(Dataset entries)
PR #6368, opened 2021-04-08
[Prosposal] [MB-7627] Remove shorthaul service item

jacquelineIO:
## Invoicing Updates
This PR has been updated to make the linehaul pricer for invoicing be able to handle both shorthaul and regular linehaul pricing. 

Both `ReServiceCodeDSH` and `ReServiceCodeDLH` point to `NewDomesticLinehaulPricer`. Removing `NewDomesticShorthaulPricer`. Tests written for `NewDomesticShorthaulPricer` should simply point to `NewDomesticLinehaulPricer` as the testing will still be valid.

Both `ServiceItemParamNameDistanceZip3` and `ServiceItemParamNameDistanceZip3` point to `DistanceZipLookup`. Removing both `DistanceZip5Lookup` and `DistanceZip3Lookup`. I kept test functions for both and consolidated them to one test file `distance_zip_lookup_test.go` because the existing tests were still valid.

This code also clears up an issue where mileage for HHG was using `< 50` to determine if it was shorthaul or linehaul and this is incorrect. Shorthaul is determined by having the same ZIP3. If it is the same ZIP3, then the ZIP 5 distance function is used. There is a [Jira issue to address this](https://dp3.atlassian.net/browse/MB-3669). However, the `50` mileage indicator is used in SIT distance caluclation.

Having the code in pricing written this way allows invoicing to test shorthaul moves without having to add a `DSH` service item to the move. The pricing will happen based on ZIPs, which is the correct way to determine pricing. The frontend will able continue with the plan to add in shorthaul or they will be able to remove shorthaul and also allow invoicing to remove the shorthaul service item. The backend to opperate the same.

## Possible Furture Updates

[Assignment]
Exact reproduction is required: output the lines from the start of the entries above through the line with "This PR has".

[Expected answer]
PR #6368, opened 2021-04-08
[Prosposal] [MB-7627] Remove shorthaul service item

jacquelineIO:
## Invoicing Updates
This PR has been updated to make the linehaul pricer for invoicing be able to handle both shorthaul and regular linehaul pricing. 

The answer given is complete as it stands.